*** Opening DATA ***
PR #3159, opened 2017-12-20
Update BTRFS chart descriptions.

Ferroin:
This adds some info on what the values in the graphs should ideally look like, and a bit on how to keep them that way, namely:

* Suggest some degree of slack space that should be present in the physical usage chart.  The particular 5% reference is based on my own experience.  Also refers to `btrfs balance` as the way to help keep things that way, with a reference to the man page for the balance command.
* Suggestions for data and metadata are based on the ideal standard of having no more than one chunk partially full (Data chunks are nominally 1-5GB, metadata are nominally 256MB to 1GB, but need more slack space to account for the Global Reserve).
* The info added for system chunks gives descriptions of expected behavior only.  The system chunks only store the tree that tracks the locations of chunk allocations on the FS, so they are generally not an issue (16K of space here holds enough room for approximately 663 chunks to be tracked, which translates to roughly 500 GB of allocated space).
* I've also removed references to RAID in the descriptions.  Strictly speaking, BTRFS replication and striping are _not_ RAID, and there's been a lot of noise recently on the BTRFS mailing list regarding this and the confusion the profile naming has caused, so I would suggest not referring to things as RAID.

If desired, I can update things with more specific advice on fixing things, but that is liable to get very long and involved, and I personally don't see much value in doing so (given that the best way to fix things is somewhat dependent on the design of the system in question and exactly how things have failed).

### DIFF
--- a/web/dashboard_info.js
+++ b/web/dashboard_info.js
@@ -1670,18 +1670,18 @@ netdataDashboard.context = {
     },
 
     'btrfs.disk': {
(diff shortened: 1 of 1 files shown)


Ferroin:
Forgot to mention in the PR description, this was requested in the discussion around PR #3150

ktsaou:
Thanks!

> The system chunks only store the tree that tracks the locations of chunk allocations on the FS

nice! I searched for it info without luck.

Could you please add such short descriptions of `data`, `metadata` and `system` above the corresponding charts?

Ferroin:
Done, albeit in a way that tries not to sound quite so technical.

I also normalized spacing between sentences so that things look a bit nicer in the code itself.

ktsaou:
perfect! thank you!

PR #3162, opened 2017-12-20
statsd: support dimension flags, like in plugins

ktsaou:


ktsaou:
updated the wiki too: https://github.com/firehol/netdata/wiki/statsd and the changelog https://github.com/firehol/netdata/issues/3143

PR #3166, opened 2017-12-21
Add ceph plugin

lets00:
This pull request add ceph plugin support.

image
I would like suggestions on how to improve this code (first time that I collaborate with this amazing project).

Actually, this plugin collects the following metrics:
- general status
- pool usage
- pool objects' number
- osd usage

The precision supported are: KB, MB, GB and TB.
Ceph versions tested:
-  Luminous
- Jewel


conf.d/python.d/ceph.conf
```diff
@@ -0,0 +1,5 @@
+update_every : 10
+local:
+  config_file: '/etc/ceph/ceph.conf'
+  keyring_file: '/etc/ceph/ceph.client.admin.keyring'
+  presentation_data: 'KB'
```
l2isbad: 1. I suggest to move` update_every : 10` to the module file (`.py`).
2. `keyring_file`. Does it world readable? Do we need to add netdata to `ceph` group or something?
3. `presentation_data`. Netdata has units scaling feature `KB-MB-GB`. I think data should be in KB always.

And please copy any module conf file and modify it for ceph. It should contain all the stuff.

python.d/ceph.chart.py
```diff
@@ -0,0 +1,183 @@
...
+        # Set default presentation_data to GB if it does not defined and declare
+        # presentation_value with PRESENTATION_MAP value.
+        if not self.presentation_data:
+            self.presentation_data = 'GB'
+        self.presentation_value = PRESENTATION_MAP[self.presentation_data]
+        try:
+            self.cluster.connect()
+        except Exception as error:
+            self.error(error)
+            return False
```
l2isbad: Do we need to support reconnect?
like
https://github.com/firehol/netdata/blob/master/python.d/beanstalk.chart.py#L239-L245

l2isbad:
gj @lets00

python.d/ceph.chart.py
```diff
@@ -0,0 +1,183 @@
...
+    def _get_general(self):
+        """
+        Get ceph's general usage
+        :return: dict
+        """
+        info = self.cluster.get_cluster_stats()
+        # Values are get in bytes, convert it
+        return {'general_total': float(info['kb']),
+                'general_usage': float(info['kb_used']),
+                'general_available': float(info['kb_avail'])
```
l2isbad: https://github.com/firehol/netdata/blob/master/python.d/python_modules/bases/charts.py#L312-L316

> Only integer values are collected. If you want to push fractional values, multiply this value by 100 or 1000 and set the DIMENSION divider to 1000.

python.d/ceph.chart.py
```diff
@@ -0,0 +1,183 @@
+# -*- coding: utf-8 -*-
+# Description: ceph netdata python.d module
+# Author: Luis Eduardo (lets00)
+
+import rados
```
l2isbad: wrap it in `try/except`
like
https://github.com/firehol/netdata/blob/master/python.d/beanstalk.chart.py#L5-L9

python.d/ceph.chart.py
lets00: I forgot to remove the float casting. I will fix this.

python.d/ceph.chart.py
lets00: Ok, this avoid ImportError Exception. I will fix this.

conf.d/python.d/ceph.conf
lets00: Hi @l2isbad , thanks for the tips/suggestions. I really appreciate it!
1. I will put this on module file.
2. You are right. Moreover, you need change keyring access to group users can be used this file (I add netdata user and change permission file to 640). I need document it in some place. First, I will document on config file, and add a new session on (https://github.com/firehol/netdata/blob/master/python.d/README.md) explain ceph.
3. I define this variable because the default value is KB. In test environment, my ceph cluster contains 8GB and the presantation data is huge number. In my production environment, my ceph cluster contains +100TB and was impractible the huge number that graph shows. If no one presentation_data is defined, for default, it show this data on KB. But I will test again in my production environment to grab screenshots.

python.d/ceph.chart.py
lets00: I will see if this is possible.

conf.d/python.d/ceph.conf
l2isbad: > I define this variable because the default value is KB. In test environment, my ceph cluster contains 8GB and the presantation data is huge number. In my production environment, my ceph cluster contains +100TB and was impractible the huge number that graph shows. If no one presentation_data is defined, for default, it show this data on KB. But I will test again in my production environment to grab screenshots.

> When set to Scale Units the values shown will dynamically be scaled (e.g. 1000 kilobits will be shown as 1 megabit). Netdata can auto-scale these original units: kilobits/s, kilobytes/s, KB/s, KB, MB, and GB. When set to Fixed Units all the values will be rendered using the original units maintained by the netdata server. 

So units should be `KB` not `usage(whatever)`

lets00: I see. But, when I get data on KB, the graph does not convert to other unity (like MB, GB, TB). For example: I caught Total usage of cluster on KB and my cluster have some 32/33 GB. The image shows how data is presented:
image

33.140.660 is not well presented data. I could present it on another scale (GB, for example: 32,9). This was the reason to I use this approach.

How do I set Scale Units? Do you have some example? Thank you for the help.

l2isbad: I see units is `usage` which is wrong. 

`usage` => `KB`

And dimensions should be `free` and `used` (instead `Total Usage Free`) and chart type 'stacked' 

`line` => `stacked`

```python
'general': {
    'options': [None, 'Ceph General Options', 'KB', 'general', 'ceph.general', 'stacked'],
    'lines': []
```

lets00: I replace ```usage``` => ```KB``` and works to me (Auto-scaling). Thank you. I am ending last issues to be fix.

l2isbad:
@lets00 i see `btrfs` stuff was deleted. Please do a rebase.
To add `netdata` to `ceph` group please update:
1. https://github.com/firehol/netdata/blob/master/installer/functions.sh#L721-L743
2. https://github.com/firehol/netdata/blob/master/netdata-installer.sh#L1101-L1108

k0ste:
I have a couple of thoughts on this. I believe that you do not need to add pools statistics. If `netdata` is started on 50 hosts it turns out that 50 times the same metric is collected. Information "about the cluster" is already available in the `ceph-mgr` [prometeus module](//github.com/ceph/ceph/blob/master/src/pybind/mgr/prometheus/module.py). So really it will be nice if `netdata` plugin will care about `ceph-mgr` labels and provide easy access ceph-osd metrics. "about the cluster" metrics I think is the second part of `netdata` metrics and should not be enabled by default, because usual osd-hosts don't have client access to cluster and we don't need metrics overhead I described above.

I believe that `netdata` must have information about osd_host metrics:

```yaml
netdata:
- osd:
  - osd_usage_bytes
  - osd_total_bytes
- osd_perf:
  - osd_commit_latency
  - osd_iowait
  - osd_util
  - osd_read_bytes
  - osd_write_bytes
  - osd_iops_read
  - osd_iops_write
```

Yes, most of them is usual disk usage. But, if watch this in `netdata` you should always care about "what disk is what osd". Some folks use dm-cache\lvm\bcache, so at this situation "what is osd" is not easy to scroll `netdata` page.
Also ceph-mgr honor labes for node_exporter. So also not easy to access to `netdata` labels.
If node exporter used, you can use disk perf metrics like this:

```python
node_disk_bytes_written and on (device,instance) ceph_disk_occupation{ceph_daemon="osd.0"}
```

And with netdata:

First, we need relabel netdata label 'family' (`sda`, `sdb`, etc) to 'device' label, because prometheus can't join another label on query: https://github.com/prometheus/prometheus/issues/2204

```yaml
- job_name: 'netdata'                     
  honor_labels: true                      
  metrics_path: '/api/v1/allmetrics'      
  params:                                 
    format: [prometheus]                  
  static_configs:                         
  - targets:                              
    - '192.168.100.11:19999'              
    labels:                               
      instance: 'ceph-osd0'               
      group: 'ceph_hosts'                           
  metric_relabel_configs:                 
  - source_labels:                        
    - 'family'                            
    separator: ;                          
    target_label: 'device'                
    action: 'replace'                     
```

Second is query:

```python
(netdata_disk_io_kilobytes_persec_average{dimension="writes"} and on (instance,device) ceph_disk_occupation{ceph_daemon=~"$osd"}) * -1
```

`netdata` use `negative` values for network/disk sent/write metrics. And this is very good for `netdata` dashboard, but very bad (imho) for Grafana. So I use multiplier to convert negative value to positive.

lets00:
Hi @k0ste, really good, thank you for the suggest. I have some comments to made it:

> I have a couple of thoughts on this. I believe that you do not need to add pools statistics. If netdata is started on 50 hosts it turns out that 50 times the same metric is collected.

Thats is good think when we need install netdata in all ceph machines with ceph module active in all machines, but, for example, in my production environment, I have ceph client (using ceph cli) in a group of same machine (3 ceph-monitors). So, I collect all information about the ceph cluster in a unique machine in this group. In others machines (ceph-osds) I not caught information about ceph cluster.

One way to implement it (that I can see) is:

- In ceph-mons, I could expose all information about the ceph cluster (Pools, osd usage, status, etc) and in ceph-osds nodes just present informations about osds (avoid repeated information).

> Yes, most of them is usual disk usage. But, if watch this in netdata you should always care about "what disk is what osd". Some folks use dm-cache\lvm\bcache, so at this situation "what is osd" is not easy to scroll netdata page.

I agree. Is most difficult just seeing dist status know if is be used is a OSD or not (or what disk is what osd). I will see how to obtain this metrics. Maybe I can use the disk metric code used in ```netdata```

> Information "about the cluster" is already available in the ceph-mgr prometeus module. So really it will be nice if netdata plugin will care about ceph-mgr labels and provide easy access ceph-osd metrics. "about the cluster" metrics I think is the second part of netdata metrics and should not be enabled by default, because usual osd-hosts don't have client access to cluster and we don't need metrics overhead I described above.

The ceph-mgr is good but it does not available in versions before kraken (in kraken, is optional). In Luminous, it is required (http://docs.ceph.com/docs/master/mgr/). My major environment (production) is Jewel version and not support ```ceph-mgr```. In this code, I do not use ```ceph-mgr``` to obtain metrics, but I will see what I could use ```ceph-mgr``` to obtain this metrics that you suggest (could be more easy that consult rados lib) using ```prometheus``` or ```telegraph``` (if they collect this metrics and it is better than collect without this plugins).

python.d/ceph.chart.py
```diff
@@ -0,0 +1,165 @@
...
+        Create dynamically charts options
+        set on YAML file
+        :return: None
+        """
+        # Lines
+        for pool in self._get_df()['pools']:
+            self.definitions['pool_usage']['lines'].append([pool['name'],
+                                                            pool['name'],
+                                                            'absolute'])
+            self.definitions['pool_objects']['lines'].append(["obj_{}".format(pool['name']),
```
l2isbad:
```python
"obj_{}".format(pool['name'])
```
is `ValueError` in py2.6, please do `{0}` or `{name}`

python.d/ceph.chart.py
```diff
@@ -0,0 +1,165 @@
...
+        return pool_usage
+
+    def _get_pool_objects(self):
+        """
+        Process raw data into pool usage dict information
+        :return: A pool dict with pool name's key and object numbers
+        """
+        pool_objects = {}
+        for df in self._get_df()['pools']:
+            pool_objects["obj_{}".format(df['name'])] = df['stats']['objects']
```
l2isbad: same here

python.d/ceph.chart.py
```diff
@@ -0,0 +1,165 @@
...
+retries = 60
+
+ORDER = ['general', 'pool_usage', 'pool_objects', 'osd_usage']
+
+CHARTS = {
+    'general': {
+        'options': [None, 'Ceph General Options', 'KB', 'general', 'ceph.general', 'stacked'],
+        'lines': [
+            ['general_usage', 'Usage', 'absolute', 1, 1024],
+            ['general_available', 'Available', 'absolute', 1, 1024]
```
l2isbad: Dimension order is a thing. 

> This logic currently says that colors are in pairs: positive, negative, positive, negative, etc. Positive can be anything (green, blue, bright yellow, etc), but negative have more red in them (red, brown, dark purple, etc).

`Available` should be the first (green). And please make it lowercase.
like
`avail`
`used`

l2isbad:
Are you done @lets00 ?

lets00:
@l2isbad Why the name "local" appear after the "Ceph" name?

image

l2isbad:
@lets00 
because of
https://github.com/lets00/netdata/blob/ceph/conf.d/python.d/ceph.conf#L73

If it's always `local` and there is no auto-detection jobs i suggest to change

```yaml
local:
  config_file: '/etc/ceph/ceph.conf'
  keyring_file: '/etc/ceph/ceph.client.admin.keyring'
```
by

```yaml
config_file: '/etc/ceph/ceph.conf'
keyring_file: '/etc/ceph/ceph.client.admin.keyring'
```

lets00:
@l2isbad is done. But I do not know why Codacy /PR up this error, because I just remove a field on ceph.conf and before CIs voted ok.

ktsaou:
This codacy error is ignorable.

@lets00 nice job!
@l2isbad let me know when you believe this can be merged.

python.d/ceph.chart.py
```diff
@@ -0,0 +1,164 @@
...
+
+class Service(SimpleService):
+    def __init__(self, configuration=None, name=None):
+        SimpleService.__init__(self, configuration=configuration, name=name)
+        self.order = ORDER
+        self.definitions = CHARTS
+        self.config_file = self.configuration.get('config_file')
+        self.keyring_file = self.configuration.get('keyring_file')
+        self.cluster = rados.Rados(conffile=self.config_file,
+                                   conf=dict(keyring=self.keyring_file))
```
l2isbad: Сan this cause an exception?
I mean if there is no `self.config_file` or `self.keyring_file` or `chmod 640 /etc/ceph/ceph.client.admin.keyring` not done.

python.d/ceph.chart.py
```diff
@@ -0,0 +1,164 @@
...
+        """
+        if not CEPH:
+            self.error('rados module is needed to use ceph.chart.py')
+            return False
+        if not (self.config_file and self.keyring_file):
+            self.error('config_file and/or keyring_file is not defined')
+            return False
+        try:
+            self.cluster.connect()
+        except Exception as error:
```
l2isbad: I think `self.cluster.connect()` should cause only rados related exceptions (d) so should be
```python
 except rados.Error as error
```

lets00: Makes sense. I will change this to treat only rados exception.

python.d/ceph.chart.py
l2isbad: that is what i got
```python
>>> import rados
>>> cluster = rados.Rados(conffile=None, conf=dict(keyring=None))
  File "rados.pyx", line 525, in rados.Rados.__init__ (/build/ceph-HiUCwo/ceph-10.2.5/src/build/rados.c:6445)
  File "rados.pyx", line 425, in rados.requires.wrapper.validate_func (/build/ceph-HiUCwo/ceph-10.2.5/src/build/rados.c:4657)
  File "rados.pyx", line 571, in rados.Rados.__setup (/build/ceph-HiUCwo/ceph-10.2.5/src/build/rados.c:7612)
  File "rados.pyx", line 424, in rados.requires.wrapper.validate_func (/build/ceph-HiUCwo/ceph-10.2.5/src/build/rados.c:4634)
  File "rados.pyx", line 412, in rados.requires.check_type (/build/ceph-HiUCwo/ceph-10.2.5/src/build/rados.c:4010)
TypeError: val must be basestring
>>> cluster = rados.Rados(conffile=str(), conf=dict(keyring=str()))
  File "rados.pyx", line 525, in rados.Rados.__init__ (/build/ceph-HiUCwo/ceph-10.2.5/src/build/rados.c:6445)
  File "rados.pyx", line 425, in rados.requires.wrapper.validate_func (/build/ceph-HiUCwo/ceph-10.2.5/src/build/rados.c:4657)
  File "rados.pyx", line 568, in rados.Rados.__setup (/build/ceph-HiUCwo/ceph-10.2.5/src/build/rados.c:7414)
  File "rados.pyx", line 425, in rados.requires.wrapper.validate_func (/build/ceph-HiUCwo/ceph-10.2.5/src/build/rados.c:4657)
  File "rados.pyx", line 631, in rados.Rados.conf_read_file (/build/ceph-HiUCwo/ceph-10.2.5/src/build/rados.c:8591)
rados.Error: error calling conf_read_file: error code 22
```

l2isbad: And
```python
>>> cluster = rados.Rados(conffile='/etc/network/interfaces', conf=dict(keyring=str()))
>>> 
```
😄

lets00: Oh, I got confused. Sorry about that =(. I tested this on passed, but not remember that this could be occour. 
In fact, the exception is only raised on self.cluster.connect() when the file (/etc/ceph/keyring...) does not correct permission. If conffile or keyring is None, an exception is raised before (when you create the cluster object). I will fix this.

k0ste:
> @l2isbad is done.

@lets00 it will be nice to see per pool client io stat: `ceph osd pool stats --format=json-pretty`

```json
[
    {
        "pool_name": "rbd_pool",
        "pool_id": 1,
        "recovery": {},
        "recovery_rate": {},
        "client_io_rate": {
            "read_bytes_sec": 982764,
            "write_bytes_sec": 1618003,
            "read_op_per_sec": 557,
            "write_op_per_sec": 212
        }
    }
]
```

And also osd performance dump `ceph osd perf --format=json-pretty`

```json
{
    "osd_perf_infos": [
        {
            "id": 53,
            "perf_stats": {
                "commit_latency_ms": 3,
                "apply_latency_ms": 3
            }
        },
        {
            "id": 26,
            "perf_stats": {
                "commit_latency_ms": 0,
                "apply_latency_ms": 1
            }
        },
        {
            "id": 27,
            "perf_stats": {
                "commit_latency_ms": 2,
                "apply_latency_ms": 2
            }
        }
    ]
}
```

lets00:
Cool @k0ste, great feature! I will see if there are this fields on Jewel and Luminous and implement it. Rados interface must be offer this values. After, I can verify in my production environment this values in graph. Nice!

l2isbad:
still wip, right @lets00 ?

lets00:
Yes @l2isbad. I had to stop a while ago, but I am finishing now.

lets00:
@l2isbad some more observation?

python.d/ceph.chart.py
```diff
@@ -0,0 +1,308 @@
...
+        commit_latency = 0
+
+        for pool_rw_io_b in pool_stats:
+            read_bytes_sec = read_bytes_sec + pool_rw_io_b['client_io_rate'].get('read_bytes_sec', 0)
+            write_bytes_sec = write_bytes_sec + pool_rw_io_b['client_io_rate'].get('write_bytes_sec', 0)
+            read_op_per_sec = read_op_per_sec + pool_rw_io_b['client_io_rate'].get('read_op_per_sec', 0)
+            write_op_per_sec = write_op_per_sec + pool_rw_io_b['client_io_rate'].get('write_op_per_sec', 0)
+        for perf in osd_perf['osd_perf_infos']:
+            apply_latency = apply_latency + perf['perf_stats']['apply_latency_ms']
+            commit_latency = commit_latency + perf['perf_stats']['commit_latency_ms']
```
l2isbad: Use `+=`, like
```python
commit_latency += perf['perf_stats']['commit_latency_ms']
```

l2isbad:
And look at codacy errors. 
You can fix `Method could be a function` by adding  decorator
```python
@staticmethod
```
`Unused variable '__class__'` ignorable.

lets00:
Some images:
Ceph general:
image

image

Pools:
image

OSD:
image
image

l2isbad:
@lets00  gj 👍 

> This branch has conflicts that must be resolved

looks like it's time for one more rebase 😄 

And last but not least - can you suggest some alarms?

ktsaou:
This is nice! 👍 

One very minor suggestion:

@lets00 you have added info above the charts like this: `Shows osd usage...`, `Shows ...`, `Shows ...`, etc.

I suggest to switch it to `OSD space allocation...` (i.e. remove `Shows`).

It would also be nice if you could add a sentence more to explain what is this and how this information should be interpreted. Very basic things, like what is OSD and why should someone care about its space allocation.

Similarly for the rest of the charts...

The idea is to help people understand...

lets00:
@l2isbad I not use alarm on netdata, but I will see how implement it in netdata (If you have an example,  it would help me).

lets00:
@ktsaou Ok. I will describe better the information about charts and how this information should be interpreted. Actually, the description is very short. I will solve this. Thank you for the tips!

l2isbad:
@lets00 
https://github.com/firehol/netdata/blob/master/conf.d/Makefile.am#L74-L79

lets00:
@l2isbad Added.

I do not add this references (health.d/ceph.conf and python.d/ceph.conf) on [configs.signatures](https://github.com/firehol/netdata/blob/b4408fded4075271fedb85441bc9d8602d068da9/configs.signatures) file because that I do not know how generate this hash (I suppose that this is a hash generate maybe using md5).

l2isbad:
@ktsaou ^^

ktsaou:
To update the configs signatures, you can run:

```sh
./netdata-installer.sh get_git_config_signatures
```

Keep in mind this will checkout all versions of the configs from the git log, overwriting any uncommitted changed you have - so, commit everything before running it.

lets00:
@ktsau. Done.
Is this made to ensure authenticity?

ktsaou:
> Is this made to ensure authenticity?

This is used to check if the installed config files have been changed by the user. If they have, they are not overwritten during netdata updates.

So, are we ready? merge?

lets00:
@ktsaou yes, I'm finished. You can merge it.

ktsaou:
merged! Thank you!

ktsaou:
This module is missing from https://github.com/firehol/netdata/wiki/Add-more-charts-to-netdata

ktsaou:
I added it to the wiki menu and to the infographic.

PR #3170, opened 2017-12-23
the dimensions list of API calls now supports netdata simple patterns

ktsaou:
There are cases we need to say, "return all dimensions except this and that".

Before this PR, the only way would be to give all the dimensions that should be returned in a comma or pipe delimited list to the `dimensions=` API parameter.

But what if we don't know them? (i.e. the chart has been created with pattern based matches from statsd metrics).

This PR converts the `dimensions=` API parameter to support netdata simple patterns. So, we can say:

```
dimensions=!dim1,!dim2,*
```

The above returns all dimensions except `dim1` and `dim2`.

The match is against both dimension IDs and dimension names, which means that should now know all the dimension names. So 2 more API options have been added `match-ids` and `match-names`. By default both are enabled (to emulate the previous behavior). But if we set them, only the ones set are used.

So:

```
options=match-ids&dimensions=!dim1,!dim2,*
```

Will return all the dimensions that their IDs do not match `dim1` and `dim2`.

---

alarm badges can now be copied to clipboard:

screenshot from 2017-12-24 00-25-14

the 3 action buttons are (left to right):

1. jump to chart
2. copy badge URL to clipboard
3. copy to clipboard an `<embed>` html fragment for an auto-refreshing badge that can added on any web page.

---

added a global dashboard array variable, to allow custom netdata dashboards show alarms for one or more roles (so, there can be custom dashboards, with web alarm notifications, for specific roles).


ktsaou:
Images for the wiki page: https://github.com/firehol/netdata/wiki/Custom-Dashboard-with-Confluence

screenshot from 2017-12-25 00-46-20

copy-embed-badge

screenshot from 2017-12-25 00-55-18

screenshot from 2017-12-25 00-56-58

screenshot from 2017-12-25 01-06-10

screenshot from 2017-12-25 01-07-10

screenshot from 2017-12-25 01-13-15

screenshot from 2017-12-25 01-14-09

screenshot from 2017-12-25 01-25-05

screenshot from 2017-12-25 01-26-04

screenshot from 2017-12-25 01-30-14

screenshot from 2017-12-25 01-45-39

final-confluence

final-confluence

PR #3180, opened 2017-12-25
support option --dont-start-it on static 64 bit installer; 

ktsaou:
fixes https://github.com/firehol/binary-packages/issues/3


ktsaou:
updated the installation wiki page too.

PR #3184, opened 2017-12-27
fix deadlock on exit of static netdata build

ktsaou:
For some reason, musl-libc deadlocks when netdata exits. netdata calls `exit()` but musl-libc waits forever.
*** Closing DATA ***
TASK TO CARRY OUT: Looking through the records, copy out every line in which the word "always" is found.

TASK SOLUTION:
3. `presentation_data`. Netdata has units scaling feature `KB-MB-GB`. I think data should be in KB always.
Yes, most of them is usual disk usage. But, if watch this in `netdata` you should always care about "what disk is what osd". Some folks use dm-cache\lvm\bcache, so at this situation "what is osd" is not easy to scroll `netdata` page.
> Yes, most of them is usual disk usage. But, if watch this in netdata you should always care about "what disk is what osd". Some folks use dm-cache\lvm\bcache, so at this situation "what is osd" is not easy to scroll netdata page.
If it's always `local` and there is no auto-detection jobs i suggest to change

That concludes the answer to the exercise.